§ **Task description**: Each line starting at the one that contains "PR #25074, opened 2023-06-11" and ending at the one that contains "eldy, line 154: Can" must be returned exactly, and the rest of the listing is left out.

#####

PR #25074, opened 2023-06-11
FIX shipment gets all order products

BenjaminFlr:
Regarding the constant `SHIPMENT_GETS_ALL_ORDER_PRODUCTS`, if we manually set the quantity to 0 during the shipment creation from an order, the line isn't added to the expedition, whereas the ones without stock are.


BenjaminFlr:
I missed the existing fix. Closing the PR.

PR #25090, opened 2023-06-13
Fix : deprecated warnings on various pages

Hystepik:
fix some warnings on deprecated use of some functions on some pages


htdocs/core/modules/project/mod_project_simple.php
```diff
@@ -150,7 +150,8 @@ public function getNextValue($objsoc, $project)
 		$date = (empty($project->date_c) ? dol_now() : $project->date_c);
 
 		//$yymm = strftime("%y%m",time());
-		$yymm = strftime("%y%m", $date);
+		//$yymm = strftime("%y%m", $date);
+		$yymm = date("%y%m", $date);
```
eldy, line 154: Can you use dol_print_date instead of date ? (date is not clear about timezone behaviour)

#####

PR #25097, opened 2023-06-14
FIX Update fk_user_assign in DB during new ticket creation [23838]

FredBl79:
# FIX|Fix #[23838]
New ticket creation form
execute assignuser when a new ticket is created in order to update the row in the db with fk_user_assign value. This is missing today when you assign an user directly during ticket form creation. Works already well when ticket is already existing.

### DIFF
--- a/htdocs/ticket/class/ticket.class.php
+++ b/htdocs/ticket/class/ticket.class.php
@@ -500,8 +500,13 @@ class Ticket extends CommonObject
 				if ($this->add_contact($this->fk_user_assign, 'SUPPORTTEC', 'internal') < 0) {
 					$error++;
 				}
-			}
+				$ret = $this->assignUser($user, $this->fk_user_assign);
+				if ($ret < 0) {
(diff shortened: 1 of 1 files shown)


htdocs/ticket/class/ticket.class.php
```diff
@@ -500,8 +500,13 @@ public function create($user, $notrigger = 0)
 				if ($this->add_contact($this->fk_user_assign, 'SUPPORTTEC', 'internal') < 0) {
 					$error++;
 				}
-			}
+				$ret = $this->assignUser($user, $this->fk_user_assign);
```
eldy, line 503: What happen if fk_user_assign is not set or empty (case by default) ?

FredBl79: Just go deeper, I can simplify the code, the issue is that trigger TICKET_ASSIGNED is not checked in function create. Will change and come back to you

#####

§ **Task response**:
PR #25074, opened 2023-06-11
FIX shipment gets all order products

BenjaminFlr:
Regarding the constant `SHIPMENT_GETS_ALL_ORDER_PRODUCTS`, if we manually set the quantity to 0 during the shipment creation from an order, the line isn't added to the expedition, whereas the ones without stock are.


BenjaminFlr:
I missed the existing fix. Closing the PR.

PR #25090, opened 2023-06-13
Fix : deprecated warnings on various pages

Hystepik:
fix some warnings on deprecated use of some functions on some pages


htdocs/core/modules/project/mod_project_simple.php
```diff
@@ -150,7 +150,8 @@ public function getNextValue($objsoc, $project)
 		$date = (empty($project->date_c) ? dol_now() : $project->date_c);
 
 		//$yymm = strftime("%y%m",time());
-		$yymm = strftime("%y%m", $date);
+		//$yymm = strftime("%y%m", $date);
+		$yymm = date("%y%m", $date);
```
eldy, line 154: Can you use dol_print_date instead of date ? (date is not clear about timezone behaviour)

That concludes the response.